Yojimbo (Directed by Akira Kurosawa)/1961

Near the end of Tokugawa Shogunate era, the samurai (or ronin, which were samurai without masters) are losing their status.  Guns are starting to be introduced into Japan and the virtues and skills held by samurai are rapidly losing relevance. Yojimbo covers events that unfold as one of these mysterious no-name ronin arrive at a village controlled by two rival gangs.  Yojimbo means “body guard” and both the gangs try to recruit this ronin to be their yojimbo.  The ronin uses his wit and swordmanship to bring peace to the village.  This is a typical black and white (literally and metaphorically), good versus evil story.

One of the great things about these kinds of action flicks is that it is a good indicator of society’s shared notions around aesthetics and characteristics associated with "good" and "evil".  Fictions often associate evil with ugliness and good with beauty.  While the simplistic formula itself in the association may be problematic I find it interesting to see what kind of behaviours are associated with evil and what features are considered ugly in the world of divergent cultures.

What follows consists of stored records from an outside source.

PR #479, opened 2015-03-24
WIP: Add Checkpoint and Restore support to libcontainer

crosbymichael:
This is a work in progress PR so that we can move the discussion around this work into a PR to help move things along and get other people involved.

We are trying to get `nsinit` work as an easy way to test but the first class support should be for using it from a daemon such as docker.  

Any more work can be done on the `criu` branch of this repo via pull requests.


configs/config.go
```diff
@@ -96,6 +96,9 @@ type Config struct {
 	// ReadonlyPaths specifies paths within the container's rootfs to remount as read-only
 	// so that these files prevent any writes.
 	ReadonlyPaths []string `json:"readonly_paths"`
+
+	// Container's standard descriptors (std{in,out,err}), needed for checkpoint and restore
+	StdFds [3]string `json:"ext_pipes,omitempty"`
```
mrunalp: Minor nit: Could the json property be called something else?

LK4D4:
Supercool.
Gofmt failed.

jfrazelle:
so cool so cool so cool, can't contain myself

On Tue, Mar 24, 2015 at 1:49 PM, Alexander Morozov <notifications@github.com

container_linux.go
```diff
@@ -249,6 +257,113 @@ func (c *linuxContainer) NotifyOOM() (<-chan struct{}, error) {
...
+func (c *linuxContainer) Checkpoint() error {
+	c.m.Lock()
+	defer c.m.Unlock()
+	dir := filepath.Join(c.root, "checkpoint")
+	// Since a container can be C/R'ed multiple times,
+	// the checkpoint directory may already exist.
+	if err := os.Mkdir(dir, 0655); err != nil && !os.IsExist(err) {
+		return err
+	}
+	args := []string{
```
mrunalp: I know we have hashed this before :) Should we check for the presence of a minimum version of criu that supports all the flags or maybe just document it, so distributions know what version they need?

vishh:
:+1:

container_linux.go
SaiedKazemi: Most of the flags have been there for many years and we haven't introduced new flags in a long time.  But if someone is running an old version of CRIU that doesn't support a specific flag, CRIU will print an error message and exit -- no damage done.  That said, we can certainly add code to do version check every time but I really think it'd be an overkill :)

mrunalp: @SaiedKazemi That is fair. I think if we just document a minimum version, that will be helpful :)

SaiedKazemi: Sounds good.

configs/config.go
SaiedKazemi: @mrunalp 
Sure, any suggestions?  The name ext_pipes was chosen because the standard file descriptors are actually external pipes but I am open to better suggestions.

mrunalp: @SaiedKazemi I was thinking that the name of the exported field and the json tag be similar like elsewhere in the code. If the name is StdFds, then maybe std_fds for the json tag.

hqhq:
Looking forward... :+1:

container_linux.go
vishh: +1 for validating compatibility.

container_linux.go
```diff
@@ -249,6 +257,124 @@ func (c *linuxContainer) NotifyOOM() (<-chan struct{}, error) {
 	return notifyOnOOM(c.cgroupManager.GetPaths())
 }
 
+// XXX debug support, remove when debugging done.
```
vishh: Can we get rid of all the debug code?

configs/config.go
LK4D4: Yes, +1. or rename StdFds to ExtPipes :)

container_linux.go
```diff
@@ -213,6 +215,12 @@ func newPipe() (parent *os.File, child *os.File, err error) {
 func (c *linuxContainer) Destroy() error {
 	c.m.Lock()
 	defer c.m.Unlock()
+	// Since the state.json and CRIU image files are in the c.root
+	// directory, we should not remove it after checkpoint.  Also,
+	// when     CRIU exits after restore, we should not kill the processes.
+	if _, err := os.Stat(filepath.Join(c.root, "checkpoint")); err == nil {
```
LK4D4: I have question about `c.root`, because now we supposing that all in that root is not critical and can be removed on reboot or containers cleaning. But c/r data is pretty critical, so it should be persisted, probably makes sense to add `CRIURoot`?

LK4D4: But maybe makes sense not supposing that root shouldn't persist.

container_linux.go
```diff
@@ -249,6 +257,124 @@ func (c *linuxContainer) NotifyOOM() (<-chan struct{}, error) {
...
+		"-t", strconv.Itoa(c.initProcess.pid()),
+	}
+	for _, m := range c.config.Mounts {
+		if m.Device == "bind" {
+			args = append(args,
+				"--ext-mount-map", fmt.Sprintf("%s:%s", m.Destination, m.Destination))
+		}
+	}
+	addArgsFromEnv("CRIU_C", &args) // XXX debug
+	if err := exec.Command(c.criuPath, args...).Run(); err != nil {
```
LK4D4: Isn't makes sense to use `CombinedOutput` and print it in case of error?

crosbymichael:
Just for an FYI, `nsinit` is just for testing, the use case we should optimize for is the daemon(docker) use cases.  We should have the ability to make checkpoint/restore options configurable.

container_linux.go
vishh: +1

container_linux.go
```diff
@@ -249,6 +257,124 @@ func (c *linuxContainer) NotifyOOM() (<-chan struct{}, error) {
...
+	for i := 0; i < 3; i++ {
+		if s := c.config.StdFds[i]; strings.Contains(s, "pipe:") {
+			args = append(args, "--inherit-fd", fmt.Sprintf("fd[%d]:%s", i, s))
+		}
+	}
+	addArgsFromEnv("CRIU_R", &args) // XXX debug
+
+	// XXX This doesn't really belong here as our caller should have
+	//     already set up root (including devices) and mounted it.
+	/*
```
vishh: Delete dead code?

configs/config.go
SaiedKazemi: Sounds good.  Will do.

container_linux.go
SaiedKazemi: @LK4D4 @crosbymichael 
For Docker containers, I use "criu_img" subdirectory in "/var/lib/containers/<ID>" which is outside the container's root.  I think @crosbymichael used the "checkpoint" subdirectory in "/nsinit" of the container because nsinit is really a test program.  In general, I agree with you that we do not want to save the files that CRIU generates (images, logs, and pid) inside container's root.

container_linux.go
SaiedKazemi: @vishh 
Since we're still debugging, it makes a lot easier to add additional command line options when invoking CRIU through the environment.  Otherwise, we need to edit and recompile source for every little change in the options.  I will remove it soon.

container_linux.go
SaiedKazemi: @LK4D4 @vishh 
CRIU logs everything in the log files and generally doesn't output.

container_linux.go
SaiedKazemi: @vishh 
Will do.

boucher:
I'm interested in a slightly different use case than possible with the way this PR would work. Specifically, I want to be able to checkpoint a container without stopping it, and then later be able to either "roll back" the container to that point in time or alternatively spin up a new container from that checkpoint. Is there any interest in the idea of allowing you to specify an explicit path to checkpoint to and restore from (and, additionally, flags like --leave-running).

boucher:
I'm trying to get this pull request running and having some trouble. What I've tried so far is to build libcontainer (with it's Dockerfile, and the addition of criu to that Dockerfile), and run the following test:

    docker run -d --privileged -w /busybox dockercore/libcontainer nsinit exec -- sh -c 'i=0; while true; do echo $i; i=$(expr $i + 1); sleep 3; done'

followed by `nsinit checkpoint` from within the resulting container. That fails, with this output log:

https://gist.github.com/boucher/d2539bcaa1311c5d5f5c

Any suggestions? Or, is there a better way to test this?

boucher:
Just wanted to follow up in this thread that I was able to get this PR running outside of Docker, directly on a linux host, but haven't yet been able to get it working inside of Docker.

container_linux.go
```diff
@@ -252,6 +260,124 @@ func (c *linuxContainer) NotifyOOM() (<-chan struct{}, error) {
...
+	cmd.Stdin = process.Stdin
+	cmd.Stdout = process.Stdout
+	cmd.Stderr = process.Stderr
+	if err := cmd.Start(); err != nil {
+		return err
+	}
+
+	// cmd.Wait() waits cmd.goroutines which are used for proxying file descriptors.
+	// Here we want to wait only the CRIU process.
+	st, err := cmd.Process.Wait()
```
boucher: I'm working on getting this branch up and running in Docker, but I'm a bit unsure about what to do here. Because we're not passing the -d flag to criu, this Wait will actually just wait forever -- that's fine in the sort of direct nsinit resume an interactive container case (which I had used to test this branch), but it doesn't work when dealing with the Docker daemon. Should this be a configurable flag we're passing in, or should the wait be handled at the nsinit level and not here?

avagin: Yes, here is a mistake. I've fixed it in https://github.com/docker/libcontainer/pull/486

container_linux.go
```diff
@@ -252,6 +255,336 @@ func (c *linuxContainer) NotifyOOM() (<-chan struct{}, error) {
...
+
+func (c *linuxContainer) criuNotifications(resp *criurpc.CriuResp, process *Process, imagePath string) error {
+	notify := resp.GetNotify()
+	if notify == nil {
+		return fmt.Errorf("invalid response: %s", resp.String())
+	}
+
+	switch {
+	case notify.GetScript() == "post-dump":
+		f, err := os.Create(filepath.Join(c.root, "checkpoint"))
```
boucher: Is the purpose of this file now just to be a flag that things are checkpointed? (Previously, this is where things were being stored if no directory was specified)

container_linux.go
```diff
@@ -252,6 +255,336 @@ func (c *linuxContainer) NotifyOOM() (<-chan struct{}, error) {
...
+		if err != nil {
+			return err
+		}
+		f.Close()
+		break
+
+	case notify.GetScript() == "post-restore":
+		// In many case, restore from the images can be done only once.
+		// If we want to create snapshots, we need to snapshot the file system.
+		os.RemoveAll(imagePath)
```
boucher: It seems shortsighted to assume that the image should be deleted after a restore. In particular, if I'm snapshotting the state of the filesystem and storing filesystem snapshots as well, I should be able to restore multiple times from that. (I'm working on fully checkpointing a docker container, fs and process state entirely, so that i can essentially run copies of it, which would involve multiple restores)

container_linux.go
avagin: @boucher Yes, it's a flag. It's used in currentStatus() to determine the Checkpointed state.

boucher:
I'm getting this error on some restore attempts when running this branch:

    Error (cr-service.c:58): Failed unpacking request: Success
    Error (cr-service.c:694): Can't recv request: Success
    data too short after length-prefix of 1217

I added a log in criuSwrk to print all the opts right before actually sending them, and other than the actual directory paths I seem to have two identical set of options that work and don't work (though the underlying container isn't the same, but the error message seems to imply a communication failure not an actual restore failure). I'm running in two different VMs so I'm going to try and narrow down the differences some more to figure out what's going on but I figured I'd post this here to see if there were any ideas.

avagin:
@boucher I think we use too small buffer in CRIU. Probably we need to allocate it dinamically. Could you try out this patch for criu?
```
diff --git a/include/cr-service-const.h b/include/cr-service-const.h
index 668882b..66a059f 100644
--- a/include/cr-service-const.h
+++ b/include/cr-service-const.h
@@ -1,7 +1,7 @@
 #ifndef __CR_SERVICE_CONST_H__
 #define __CR_SERVICE_CONST_H__
 
-#define CR_MAX_MSG_SIZE 1024
+#define CR_MAX_MSG_SIZE 16384
 #define CR_DEFAULT_SERVICE_ADDRESS "/var/run/criu_service.socket"
 
 #endif /* __CR_SERVICE_CONST_H__ */
```

container_linux.go
SaiedKazemi: @boucher 
I agree that we should not remove the images directory.  In addition to the use case you've mentioned, these images help in forensic debugging of the container processes.

avagin:
The last issue is a criu bug: http://lists.openvz.org/pipermail/criu/2015-April/019928.html

avagin:
@crosbymichael @SaiedKazemi @LK4D4 @mrunalp @vmarmol I think I've fixed all known issue. Maybe it's time to merge this branch?

SaiedKazemi:
@avagin @crosbymichael @LK4D4 @vmarmol 
Thanks Andrew.  I agree it's time to merge into master.

crosbymichael:
Ok, so I should be able to build this branch, and everything with work flawlessly the first time?

avagin:
@crosbymichael @SaiedKazemi I forget about network. It's practically unsupported now.

boucher:
I am hoping to put together a pull request tonight or tomorrow with my changes to support passing more flags to criu, but I could do that against master if things get merged first.

container_linux.go
```diff
@@ -252,6 +255,338 @@ func (c *linuxContainer) NotifyOOM() (<-chan struct{}, error) {
...
+	}
+	defer workDir.Close()
+
+	imageDir, err := os.Open(imagePath)
+	if err != nil {
+		return err
+	}
+	defer imageDir.Close()
+
+	root := filepath.Join(c.root, "criu-root")
```
boucher: Why do we make this root directory here during restore, as opposed to just using the same root checkpoint used (c.config.Rootfs)?

avagin: @boucher CRIU has a few requirements for a root directory:
* it must be a mount point
* its parent must not be overmounted

We create a temporary directory only to satisfy these requirements.

boucher:
What (if anything) needs to be done before this could be merged?

crosbymichael:
Does it work now?  When I go to test this it should be effortless and easy and it should work the first time ;)

Does this required a special version of criu now that I have to build from source?  If so, please give me a commit to build from or i'll just build HEAD.

avagin:
@crosbymichael Yes, it works except unknown bugs;). Feel free to report them.

We've released criu 1.5.2 and it should be used.
http://lists.openvz.org/pipermail/criu/2015-April/020172.html
https://github.com/xemul/criu/commit/4e3a14ce6120df890e281bc038a0579aa6a011c1

Sirupsen:
This is really exciting work! Is there any update on the status of this PR?

crosbymichael:
I'm getting the error:

```bash
nsinit checkpoint --image-path /tmp/checkpoint
criu failed: type DUMP errno 0
```

crosbymichael:
criu is compiled via the v1.5.2 tag

boucher:
Can you send the dump log?

On Thursday, May 21, 2015, Michael Crosby <notifications@github.com> wrote:

> criu is compiled via the v1.5.2 tag
>
> —
> Reply to this email directly or view it on GitHub
> <https://github.com/docker/libcontainer/pull/479#issuecomment-104384896>.
>


-- 
Sent from Gmail Mobile

crosbymichael:
@boucher i don't have the dump.log in the image dir? is it located somewhere else?

avagin:
@crosbymichael Could you attache a strace log?
strace -fo strace.log -s 256 nsinit checkpoint --image-path /tmp/checkpoint

crosbymichael:
@avagin https://gist.github.com/f8f2a349ecd9ad6f62cc

avagin:
@crosbymichael this log doesn't contain "criu failed:...". dump.log is saved in /var/run/nsinit/nsinit/criu.work/

'''
write(1023, "(00.235986) Dumping finished successfully\n", 42) = 42
'''

crosbymichael:
ok, it was a setuid issue with my binary

crosbymichael:
LGTM

crosbymichael:
thanks @avagin @boucher @SaiedKazemi

PR #480, opened 2015-03-25
mount: Add a flag to bind devices when user namespaces are enabled.

mrunalp:
Minor refactor. 


rootfs_linux.go
```diff
@@ -218,6 +213,13 @@ func createDeviceNode(rootfs string, node *configs.Device) error {
 			f.Close()
 		}
 		return syscall.Mount(node.Path, dest, "bind", syscall.MS_BIND, "")
+	} else {
```
crosbymichael: We don't need this else if we have a return right above it correct?

mrunalp: Done.

crosbymichael:
LGTM

PR #484, opened 2015-03-25
Process capabilities

mrunalp:
This allows a process to override the capabilities specified in the container config. This could allow one to run more/less privileged processes in a container. For e.g. to examine logs or modify iptables.

### DIFF
--- a/init_linux.go
+++ b/init_linux.go
@@ -40,13 +40,14 @@ type network struct {
 
 // initConfig is used for transferring parameters from Exec() to Init()
 type initConfig struct {
-	Args     []string        `json:"args"`
-	Env      []string        `json:"env"`
-	Cwd      string          `json:"cwd"`
-	User     string          `json:"user"`
-	Config   *configs.Config `json:"config"`
-	Console  string          `json:"console"`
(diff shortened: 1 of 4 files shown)


init_linux.go
```diff
@@ -99,7 +100,12 @@ func finalizeNamespace(config *initConfig) error {
 	if err := utils.CloseExecFrom(3); err != nil {
 		return err
 	}
-	w, err := newCapWhitelist(config.Config.Capabilities)
+
+	capabilities := config.Config.Capabilities
```
LK4D4: Looks super-weird :) But seems right.

mrunalp: Ha, ha yes, when I was looking at it before sending PR, I was sure I had done something wrong.

LK4D4:
LGTM

crosbymichael:
LGTM

crosbymichael:
@mrunalp do you think we should just remove the caps on the config or keep both as process can override?

mrunalp:
@crosbymichael I think we should keep both, as most times processes could be started with the same capabilities as specified in the container config and can override them only if necessary.

PR #487, opened 2015-03-27
Use syscall.Kill instead of p.cmd.Process.Kill

LK4D4:
We need this to unmask syscall.ESRCH error, which handled in docker and
can be handled by other clients.

Closes #457


LK4D4:
Also I encountered this problem myself with running long-running containers and trying to remove them in parallel.

crosbymichael:
LGTM

Issue #105, opened 2013-10-24
Exception handling if redis is not avaialble


billybigpotatoes:
Can the bundle allow for an exception to be thrown so that Symfony can deal with redis servers not being available gracefully. 

We use redis for caching - so in the event of the back end redis server not being available - we can still generate the content rather than returning a 500 server error

maurotdo:
You can extend the RedisCache, and then register the extended class as a custom provider. 
In the extended class you can do whatever you want, from ignoring the exceptions to inject a failback / callback

jessegreathouse:
@epicwhale, @rdohms, @billybigpotatoes, @snc, Sorry I'm late to the discussion but I was just discussing this issue with one of my engineers who was designing automated health checks meant to alert our support staff when any of our site's components are faulty.

I understand all the points that you have made and what you say is very sensible, and I do not necessarily agree that a "fallback" session storage is appropriate, but let me describe a situation that I feel is untenable in current status quo.

Our site falls into group number 1 that you described, we have multiple nodes and use Redis to have a common session storage between nodes. Indeed, if Redis goes down, we have bigger problems than sessions, but the situation we encountered today gave me a great deal of despair. We created an endpoint on our app which tests for redis usability and in a try catch block where a failure will not throw an exception, but rather give us a json response indicating that the health for the Redis component is critical. The problem that we have is that because symfony is using Redis for sessions, it throws a 500 error regardless.

There needs to be some way that the application can still function when session storage goes away, even if it's only to alert us that session storage has gone away. What are your thoughts?

Garfield-fr:
I have the same problem hier. I use the session storage.  If my redis server is down, i would like to catch this and return Error 500.

What's the best solution for that ? Any implementation in bundle ?

Thank's for your help

maximivanov:
Refreshing this thread as I also don't see a way to gracefully handle redis connection exception. In the project I'm working on, redis is an optional dependency (used to collect stats), and if it's not available site shouldn't crash.
Having this basic setup in config:
```
snc_redis:
    clients:
        default:
            type: phpredis
            alias: default
            dsn: '%redis_dsn%'

AppBundle\Service\Customer\StatsCollector:
    arguments:
        $redis: '@snc_redis.default'
```
and stopping redis docker container, I'm getting `ContextErrorException
Warning: Redis::connect(): php_network_getaddresses: getaddrinfo failed: Name or service not known`.

Looking at exception trace, it happens when redis service is initialized in symfony container.
[...]

PR #362, opened 2017-10-06
Adding lazy configuration for LazyLoading Redis Service - #105

ddproxy:


Seldaek:
I don't see what this is fixing exactly. At least Predis won't connect when you instantiate it so making it lazy saves nothing and adds the overhead of a proxy class.

curry684:
PhpRedis also requires an explicit call to connect to making the services lazy has no added value.

PR #366, opened 2017-10-23
forward compatibility with Symfony 4.0

### LINKED ISSUE #365: Make RedisDataCollector compatible with Symfony 4.0
Symfony will add a `reset()` method to its DataCollectorInterface in order for the profiler data to be reset (see https://github.com/symfony/symfony/pull/24289). Failing to implement this method will trigger a deprecation notice in version 3.4, and break in 4.0 (both versions expected in november).

Example of a 3.4 deprecation notice:

> Implementing "Symfony\Component\HttpKernel\DataCollector\DataCollectorInterface" without the "reset()" method is deprecated since version 3.4 and will be unsupported in 4.0 for class "Snc\RedisBundle\DataCollector\RedisDataCollector"

xabbuh:
This will fix #365.

### DIFF
--- a/DataCollector/RedisDataCollector.php
+++ b/DataCollector/RedisDataCollector.php
@@ -47,6 +47,14 @@ class RedisDataCollector extends DataCollector
     }
 
     /**
+     * {@inheritdoc}
+     */
+    public function reset()
+    {
+        $this->data = array();
+    }
+
+    /**
      * Returns an array of collected commands.
      *
      * @return array


snc:
Thanks!

yceruto:
Could we make a new release for this one?

yceruto:
Also `composer.json` should be updated to be able to install symfony/* ^4.0 deps

PR #370, opened 2017-11-08
Provides Symfony 4 compatibility

romain-pierre:
Hi, I'm working to get a compatible version of this bundle for the forthcoming Symfony 4. Don't hesitate to suggest fixes, leave comments about this PR.

PR #373, opened 2017-11-14
Fix ci warning caused by PHPUnit Api deprecation

SiM07:
`getMock()`is deprecated since PHPUnit 5.4.0.

Fix warnings in PR https://github.com/snc/SncRedisBundle/pull/370


snc:
Thanks, merged.

PR #353, opened 2017-06-09
Support for Heroku style REDIS_URL env variables

iKlaus:
Being affected by the issue described in #302 I looked into what needs to be done to support Heroku's REDIS_URL environment variables. In short, they provide the credentials to a booked Redis addon via an environment variable which might change anytime at their discretion:

> In order for Heroku to manage this add-on for you and respond to a variety of operational situations, the REDIS config vars may change at any time. Relying on the config var outside of your Heroku app may result in you having to re-copy the value if it changes.
> -- *https://devcenter.heroku.com/articles/heroku-redis#create-a-new-instance*

Therefor I just wanted to be able to make use of the `env()` dynamic parameter notation as in

```yaml
snc_redis:
    session:
        client: session
    clients:
        session:
            type:  predis
            alias: session
            dsn:  "%env(REDIS_URL)%"
```

I came up with a rather simple approach which basically boils down to:
- detect the specific syntax while the container compiles and bypass the validation on compilation
- assemble the service with the help of a Factory which parsed the url at runtime
- merge parsed url fragments with the rest of the connection options and then instantiates the Predis client as usual

PR #378, opened 2017-12-15
Support env vars for both drivers

### LINKED ISSUE #361: Support for phpredis with RedisEnvDsn is broken
Its missing getSocket, its fixed for predis but not for phpredis!

kozlice:
Resolves #361.

Provides support for `%env(REDIS_URL)%` for both phpredis and PRedis. I'm not sure that resolving variables inside extension is OK, but Twig extension does so. Unfortunately, had to move DSN validation too.

Reverts pretty much everything from #353.


shustrik:
@snc what about this PR?

piotrantosik:
Works perfectly, @snc could you push a new tag with this change?

duraki:
This still not tagged? Any eta? @snc

PR #388, opened 2018-02-02
Updated test with namespaced PHPUnit TestCase

MarioBlazek:
PR makes unit tests extending namespaced `TestCase` rather than `PHPUnit_Framework_TestCase`. This change enables upgrade of PHPUnit to v6, with minimum version of `4.8.35` where compatibility layer was introduced.


MarioBlazek:
@snc please review.

snc:
Thanks!

Issue #390, opened 2018-02-19
Issues with symfony/web-profiler-bundle, SncRedisBundle and content security policy


rpkamp:
When using the bundle in a Symfony project with Content Security Policy configured to reject inline styles/scripts, we get an error because the profiler templates for the symfony web profiler bunle used in snc redis bundle use inline styles.

The inline styles should be removed in order for this bundle to work correctly under CSP.

PR #395, opened 2018-03-02
No longer use style in svg image for profiler

rpkamp:
Using style does not work when a Content Security Policy is in place.
Removing style and just using fill has the same end-result, and also works when a Content Security Policy is in place.

Fixes https://github.com/snc/SncRedisBundle/issues/390


rpkamp:
Build failed due to a Travis error. Closing and re-opening this PR to trigger a new Travis build.

snc:
Thanks, merged 👍

PR #404, opened 2018-03-29
New session handler

Seldaek:
Implement new [Symfony 3.4+ session handler](https://github.com/symfony/symfony/pull/24523) to gain session fixation protection and avoid unnecessary writes.

This breaks compatibility with Symfony 3.3 and below so it should be included in a major version only IMO, but we are going to use it in production soon.

Note that this includes #403 as I didn't want to introduce conflicts but I can easily undo that if needed.

Also note that with this, as Symfony will only write to the session when data actually changed, locking the session becomes a lot less necessary, as you have less chances of overwriting data with outdated one. At least if you don't use the session too much this is a big win in terms of throughput and number of commands redis has to deal with.

So:

```
    session:
        client: session
        ttl: 3600
        locking: false
```

### DIFF
--- a/Session/Storage/Handler/RedisSessionHandler.php
+++ b/Session/Storage/Handler/RedisSessionHandler.php
@@ -11,6 +11,8 @@
 
 namespace Snc\RedisBundle\Session\Storage\Handler;
 
+use Symfony\Component\HttpFoundation\Session\Storage\Handler\AbstractSessionHandler;
+
 /**
  * Redis based session storage with session locking support.
  *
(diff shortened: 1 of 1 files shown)


phansys:
Thank you so much for this feature!
Is there any plan to release a next major including this? Could we have any roadmap for it?
It will bring a great performance impact, so I'm waiting to be able to implement this within a stable release.

Seldaek:
There are a few things left before 3.0 stable can be tagged https://github.com/snc/SncRedisBundle/milestone/2 - it should be relative safe to require 3.0-dev though, we try to keep things stable.

curry684:
Thing is that there's the major breaking change coming up to "fix phpredis logging". Once that one's done it'll mostly imply the other pending changes for 3.0.

We could tag `3.0.0-alpha.1` or something I suppose, at least then you'll be safer than on master branch.

Issue #399, opened 2018-03-19
(bc) problem with 4.0 redis


jroszkiewicz:
PHP Redis 4.0 was released 17-03-2018 and.. we have some bc:

Warning: Declaration of Snc\RedisBundle\Client\Phpredis\Client::append() should be compatible with Redis::append($key, $value)

Proposition:
- release new major version for 4.0 php redis
- in current major version fix composer.json and lock to 3.1.x php redis

curry684:
> lock to 3.1.x php redis

That won't work as the bundle doesn't *depend* on phpredis, since it can also work with predis.

The true solution, which is B/C compatible, is to invoke a different client based on which version is installed.

curry684:
Actually https://ocramius.github.io/ProxyManager/docs/access-interceptor-value-holder.html might do exactly what is wanted here, and it'd be both backwards and future compatible.

curry684:
@snc honest and blunt question as I currently have 4 projects failing CI and going to fail to deploy soon-ish because of this issue: are you still maintaining this project?

I'm happy to join in and get stuff fixed, but not if merging the PRs is going to take months, and given the amount of open issues and PRs, and your Github activity as a whole, I'm getting the impression of an abandoned project. Fine if that is the case, but in that case we have no other choice than to fork.

jroszkiewicz:
@curry684 you can always force to install redis 3.1.x by pecl, buts it's a temporary solution.
However i think symfony/cache is better option. And of course more trusted ;-)

curry684:
`symfony/cache` is a caching solution, not a Redis encapsulation. I have projects using hashmaps, pubsub, ordered lists and everything else Redis offers.

Thanks for the PECL hint, I completely overlooked that option as I didn't expect it to be possible with the stock Docker containers, but it is and it will fix some of my CI issues hehe.

Seldaek:
@curry684 If you send a reasonable PR I'll try and get it in, I have write access here because I remember nagging @snc too once upon a time. I think he's too busy overall :)

curry684:
@Seldaek cheers, I think #405 should be the quick fix. If logging is disabled the wrapper is not used, so I disabled it by default if 4.0.0+ is installed, and issued a warning if explicitly enabled.

curry684:
Well it didn't break tests on my 3.1.6 install, now also fixed tests with 4.0 installed hehe.

chteuchteu:
@Seldaek Could you tag a release please? :-)

[...]

PR #405, opened 2018-03-30
Disable logging wrappers on PhpRedis >= 4.0.0

curry684:
Ref #399


Seldaek:
Not sure why the build is failing.. but it wasn't in master so can you have a look?

curry684:
Funky, it's exactly what we're fixing, but my fix simply omits instantiation of the wrapper on 4.0+, while this tests instantiates it directly hehe.

curry684:
Fixed it.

In Yojimbo, all of the bad guys are shorter than the ronin.  Some of them are scrawny and poorly dressed, and others are obese or have a deformity.  The ronin is a good foot taller, possessing broad shoulders and chest.

When the ronin is presented with geishas he appears put out by women with dark skin, freckles and big noses.  He is disgusted by the way they sing loudly and lift their feet up high as they dance.  The one woman considered beautiful has light skin, big eyes and a round face.  She was also very quiet and completely helpless to a point where she wouldn’t even move without being dragged by a man.  The only time she shows any strength was when she runs to her crying child.

One point of note is how the most challenging gang member, Ushitora, looks more like the ronin than the others.  He is as tall as the ronin, has fairer skin and big eyes.  It seems that the closer the physical features of the evil are to the good, the greater challenge to overcome.  Ushitora is also cleverer than the rest and carries a gun with him at all times.  His possession of a gun appears to symbolise the tidal wave of new technology that was shunting the samurais at the time; he is also someone that is quite happy to fight an unfair fight: gun against a sword.

In a film where there is only one noble character, we are presented with a simple view of what is good and what is bad because ultimately all physical and behavioural characteristics are judged based on the “good guy”.  The film shows that it is despicable for a man to: get drunk, be fearful, be ego driven, be easily influenced, gamble, and be weak mentally or physically.  The ronin expresses particular hate when he comes across a man who loses his house and wife gambling and cannot do anything about it.

Whether or not these portrayals are politically correct or aspirational it is nevertheless interesting to note differing views on good and evil in other cultures. For me, this is what makes Yojimbo a fascinating watch.